At this point you should make certain that the VM in question does not exist in the vSphere inventory. There are a couple of ways of doing this:
- Use the vCenter Managed Object Browser
- This will return a 404 if the VM cannot be found
- Use PowerCLI to find the VM based on ID
- Get-VM -ID VirtualMachine-<vm-id>
- This should return no VMs if the VM cannot be found
- Get-VM -ID VirtualMachine-<vm-id>
At this point you have confirmed that we do in fact need to make some modifications to the NSX-v Manager postgres database so that it no longer references the stale Edge VM.
In order to resolve this, the following steps need to be followed:
- Ensure you have a current NSX Manager backup.
- Using the same steps above, ensure you have a postgres console open on the NSX-v Manager.
- Run the following postgres query, take note of the values returned under id_to_be_deleted:
SELECT t1.id AS "id_to_be_deleted", t1.datastore_moid, t1.host_moid, t1.resource_pool_moid, t1.vm_hostname, t1.vm_name, t2.edge_id_fk FROM edge_vm t1 INNER JOIN edge_service_config t2 ON t1.edge_config_id_fk = t2.id WHERE t2.edge_id_fk = '<edge-id>';
- Run the following select statement(s) and save the output in the event that they need to be referenced after we delete the relevant rows:
SELECT * FROM edge_vm WHERE id = <id_to_be_deleted>;
- Run the following delete statement(s) to remove the problematic rows so that we can redeploy the edge VM:
DELETE FROM edge_vm WHERE id = <id_to_be_deleted>;
- You will now observe that there are no configured Edge VMs for the relevant Edge, you can now redeploy a new Edge VM as you would do normally.

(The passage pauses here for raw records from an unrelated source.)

PR #74, opened 2015-07-10
loadbalancer: do not expose sync.Mutex as public field

### LINKED ISSUE #72: loadbalancer.StaticPublisher should not embed sync.Mutex
External clients should not be able to manipulate the mutex,
which is an implementation detail.

rogpeppe:
Fixes #72.


tsenart:
LGTM

PR #77, opened 2015-07-11
basic generator for the boilerplate of an endpoint definition #70

dahernan:
This is a starting point to generate boilerplate code for a given endpoint (I don't expect this PR to be merged, could be use it as inspiration, or maybe try another approach to solve the problem).

Steps to generate boilerplate:
* Given the endpoint definition here `process/process.go` (similar to what is expose in issue #70)
* The file must be anotated with:
```
//go:generate go run ../gen-cmd/main.go packageName
//go:generate go fmt
```
* Generate the boilerplate doing:
```
$ cd process
$ go generate
```
* The generated file will be `process_definition.go`

Know issues
* Uses relatives paths to refer the template and the generator command
* I don't like the way I get the packageName as an argument in the generation, to use it as a filename


gen-cmd/main.go
```diff
@@ -0,0 +1,208 @@
...
+	}
+
+	ast.Walk(vs, f)
+
+	// TODO remove relative path
+	mergeTemplate(vs, "definition", "../gen-cmd/endpoint_definition.tmpl")
+}
+
+func buildAst(pck string) *ast.File {
+	definitions := pck + ".go"
```
dahernan: Not nice to get the file from the packageName requires the convention of the file `packageName.go`

gen-cmd/main.go
```diff
@@ -0,0 +1,208 @@
...
+
+		// function helpers
+		ReturnExp: ReturnExp,
+		ArgsExp:   ArgsExp,
+		CompoExp:  CompoExp,
+	}
+
+	ast.Walk(vs, f)
+
+	// TODO remove relative path
```
dahernan: I should get rid of relative paths, good only for first prototype

ernesto-jimenez:
@dahernan FYI, rather than running `go fmt` you can use stdlib's `go/format` package to format your generated code before writing it to a file.

dahernan:
My pleasure, thank you :smile:

PR #4234, opened 2026-09-19
fix(serving): the decode knee is the model's, not the lane's — a boot before any lane reports its model reads the remembered model's knee (card 29e4ab34)

joelteply:
## What the M5 showed (7b6910951, 17:20Z today)

`serving.decode_knee.clamped` at 17:20:35Z: `clamped=false knee=17 model="" roster_lanes=17` — no lane had reported its model yet (the adopted lane was still being recorded), so the knee read as unknown and the roster's 17 runtimes went unclamped into the demand. The plan said 8 lanes under the transient boot budget and **relaunched the warm adopted 1 × 161k lane into 8 × 49k**. At 17:20:48Z the 27B's knee of 2 arrived (`clamped=true knee=2`) and it relaunched again to 2 × 67,340. Three geometries in two minutes; the adopted lane was wasted; KV pages cold twice.

## Fix
The knee is a property of the model on this box, not of whether a lane is ready. `knee_model(active, remembered)` — the model a lane is serving, else the model this box served last (the remembered geometry in `served_window_store`) — is what the knee lookup keys on. A reported model still wins; a box that remembers nothing plans the roster, as before.

## Test
`a_boot_before_any_lane_reports_its_model_reads_the_remembered_models_knee` — the boot window plans the last model; a serving lane's model wins; nothing remembered = the roster; and with the remembered knee (2) the roster of 17 is clamped at boot, without it not.

## Receipt on the M5 after deploy
`serving.decode_knee.clamped` at boot names the 27B and clamps 17 → 2 before any launch; a boot that adopts a lane keeps it or relaunches once to the steady geometry; `serving.geometry.settled` fires once per boot.

Refs: card 29e4ab34 (the rest of it — demand counting runtimes seated elsewhere, and the cap holding until the first settle — stays open), #4227, #4230.


joelteply:
APPROVE — reviewed at exact head 208238b4c. The rule is right and the test pins the stair (17 → 2 with the remembered knee, 17 without). One nit, not a condition: the call site evaluates the remembered geometry eagerly — served_window_store::load_geometry() is a disk read on every plan tick, taken even when a lane has reported its model and the value is discarded. knee_model(active, || remembered) with or_else keeps the read to the boot window it is for. Merge with the batch after 18:20Z as you laid out.

joelteply:
Nit taken at ec1ba5a54: `knee_model(active, remembered: impl FnOnce() -> Option<String>)` — `or_else`, so the store is read only in the boot window; the test now asserts the closure is never called while a lane is serving.

PR #4236, opened 2026-09-19
fix(install): every arm runs whatever the one before it did; the core arm converges the tracked checkout from any directory

joelteply:
Joel's first `uu install` (2026-09-19, from `C:\Users\joelt`): the supervisor arm converged — both tasks S4U at boot, caller RX, verified by re-read — and then `install: no checkout HEAD to converge to — run from the repository` ended the verb before the CLI arm ran.

Two defects against *"users remember almost nothing"*:
- **cwd-dependent core arm** → reads the tracked checkout (`tracked_repo_dir`, the consumer's own) and enters it for `reboot --service`; works from any directory.
- **one arm's error ended the verb** → an arm that cannot run is reported as one remaining drift with its reason; the next arm still runs; the summary names which arms could not run.

Measured from the home dir after the fix: all three arms read (supervisor converged, core drifted with the checkout named, cli Stale + Missing) — `3 way(s) drifted across 3 arm(s)`.


joelteply:
APPROVE — reviewed at exact head 32aa3738a. Both halves are right: an arm that cannot run is one reported drift with its reason and the next arm still runs (the verb's exit is the sum, never the first `?`), and the core arm converges the TRACKED checkout from any cwd — `uu install` typed from a home dir is the normal case, not an error; entering the repo before the handoff is what `reboot --service` needs and the consumer already does. No objection to merging at the 30 min.

For the fold (#4228 onto this): my macOS orchestrator branch still uses the old `?` per arm — I take the same `take` + failed-count shape so both platforms report identically, and `install_core` widens to `cfg(any(windows, target_os = "macos"))` with `reboot` implying the supervisor on macOS; `tracked_repo_dir` needs to be reachable on macOS for that (I will check its cfg at merge time and say so).

PR #4235, opened 2026-09-19
fix(serving): on unified memory the plan never fills within the Eco band — the third lane went in with zero slack and the box collapsed to one

joelteply:
## What the M5 showed (7b6910951, 17:56–18:20Z today)

After #4230 the plan sized to the mode's budget. At rest the budget was 40 GB and the fit said **3 × 67k (31.6 GB) fits** — with nothing to spare. `roster_short_of_slots` (my #4230 mirror) made it evidence, the lane relaunched 2 → 3, the compressor then took 6 GB of other processes' pages, "external" read 15 → 23 GB, the budget fell 40 → 33, Eco entered (available 0.9 GB), the plan collapsed to one lane at the floor and admission followed it. The 18:20Z health line: **5 minds on 1 lane (of 3 slots), 663 of 664 pulls deferred, STARVED** — acts 16 / writes 2 in the hour, but on one slot.

Comfort keeps 20% of a 40 GB budget = 8 GB, which is **under the 12 GiB Eco exit line**: a full Comfort fill on unified memory is already inside the band. The 15% #4230 removed had been keeping the fill above the band by accident, not by design.

## Fix (one place, the band the mode machinery already defines)
`plan_fill(live, fraction, unified)`: on unified memory the fill stops `ECO_EXIT_BYTES` short of the budget — unless Eco's own fraction is tighter (Eco rules) or the box is small enough that the band would leave less than Eco does (the mode alone, as before). Discrete VRAM is a different pool from host memory; unchanged. On the M5: 40.3 GB → 27.4 GB → **2 × 67k, never 3**; the box keeps ≥ 12 GiB free and Eco never enters from our own fill.

## Test
`a_unified_plan_never_fills_within_the_eco_band` — the M5 numbers: two lanes clear the floor at the ceiling, three do not, and under the bare fraction three fit with nothing to spare (the collapse); Eco tighter than the band; a small box; discrete.

## Receipt on the M5
`serving.plan` lanes 2 at rest and never 3 while external is ~15 GB; `resources/board` available ≥ 12 GiB after the settle; no Eco transition from our own fill; the next `[health]` line at lanes 2 with writes > 0.

Refs: #4230 (the mirror this one completes), #4222 (the same rule for the cache grant), card 29e4ab34.

🤖 Generated with [Claude Code](https://claude.com/claude-code)

https://claude.ai/code/session_01LoTjvf5j3Ez13g6k8mRkFo

PR #4237, opened 2026-09-19
fix(serving): the window follows the roster's typical prompt, not the outlier — one 145k prompt ever sent sized every boot to 2 × 179k (card 29e4ab34)

joelteply:
## What the M5 showed (8eab25912, 19:37Z today)

The knee fix (#4234) held: `decode_knee.clamped` named the 27B at boot and clamped 17 → 2 before any launch. But the boot launched **2 × 179,258**: `serving.reconcile.window` `kept-window-exceeds-physical-fit kept_window=181114 bound_to=179258 physical_usable_gb=44`. 181,114 = 144,891 × 1.25 — the largest prompt any resident **ever** sent, with headroom — while the roster's typical prompt is 51,242 (`typical_prompt_tokens` in the store). The lanes already follow the typical prompt (the per-lane floor); the window followed the peak. So the remembered 67,584 could not "cover" the target and was discarded, the boot's transient budget (the device prior, 44 GB) fit 2 × 179k, serving took 44.5 GB on a box whose steady budget is 27 GB, available went to 0, Eco entered, and the plan collapsed to one lane — the same shape as this afternoon's 161k lane.

## Fix
`window_target` takes the **typical** sent prompt with headroom when one is known (measured this boot, or remembered — `TypicalPrompt::Remembered` already seeds `sent_median` at boot), else the peak with headroom, else the untrimmed demand; capped by the demand as before. On the M5: target 64,052, the remembered 67,584 covers it, the boot serves 2 × 67,584 verbatim and never relaunches into the transient budget. A single outlier prompt is that turn's cost (trimmed to the window); it does not size the box.

## Tests
- `the_window_follows_the_sent_prompt_with_headroom_and_the_sticky_window_can_cover_it` pins the M5 numbers: target 64,052, and `choose_served_window` serves the remembered 67,584 verbatim.
- `lanes_multiply_to_the_roster_at_the_typical_prompt_not_the_outlier` now asserts the outlier-only plan is wider with no more lanes than the typical plan (the old `a < b` window assertion encoded the outlier sizing the box).

## Receipt on the M5
A boot serves 2 × 67,584 with no relaunch; `serving.reconcile.window` never reports a kept window above the remembered one; `resources/board` available ≥ 12 GiB after boot; the next `[health]` line at lanes 2 with writes > 0.

Refs: #4227 (the remembered geometry — this is why it did not stick), #4234, #4235, card 29e4ab34, the working-set max-only peak (still open: the 505k demand ceiling).


joelteply:
APPROVE — reviewed at exact head f287f95a9. The window target now follows the same statistic the lanes already follow — the typical sent prompt with headroom — and the one-off outlier is that turn's trim, not the box's shape; the fall-through order (median, else peak, else untrimmed demand, capped by the demand) keeps every earlier behaviour where no median exists. The M5 pin is the right one: 51,242 × 1.25 = 64,052 and the remembered 67,584 covers it, so the boot serves the remembered geometry verbatim instead of launching 2 × 179k under the transient budget. The reversed assertions in the median test are the honest consequence (with the typical prompt the window is narrower and the roster keeps its lanes), and the comment says why. Merge on green.

joelteply:
CI fix at 1f3d97522: my rewrite of `lanes_multiply_to_the_roster_at_the_typical_prompt_not_the_outlier`'s last two assertions was wrong — without a median the plan still packs lanes at the bootstrap floor (48,470 < 50,000), so the original `a < b` and `b.lanes + 2 ≥ a.lanes` hold unchanged under the new target and are restored verbatim. The target change is untouched; the M5 pins in the other test stand.

joelteply:
APPROVE — reviewed at exact head 1f3d97522; the delta from f287f95a9 restores the two original assertions in the outlier test (the floor, not the target, is what packs lanes — the direction I had also read as reversed in the earlier head, and CI was right). The fix is untouched. Merge on green.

- One last step is required to get the postgres database records updated correctly. The edge_vm table is correct, but there will be stale entries in the edge_vm_info table (referencing stale VC UUID and VC moref values). In order to update this data we need to perform a redeploy operation (could have updated the postgres database manually, but this is a much safer method).
You should now have restored your Edge VM.
Although it is unlikely that an Edge VM would be deleted from disk or removed from inventory in a production/stable environment, these steps will minimise your outage window in the event that it occurs in your environment.
Other options to resolve this were all evaluated for feasibility/effort/reliability but were deemed not the preferred action plan:
- Pulling Edge VM config programatically via API, deleting existing Edge, redeploying new Edge via API
- This may have been problematic due to trying to delete Edge while it was still referencing a non-existent Edge VM. This method could have left the environment in a worse state, stuck trying to delete the Edge.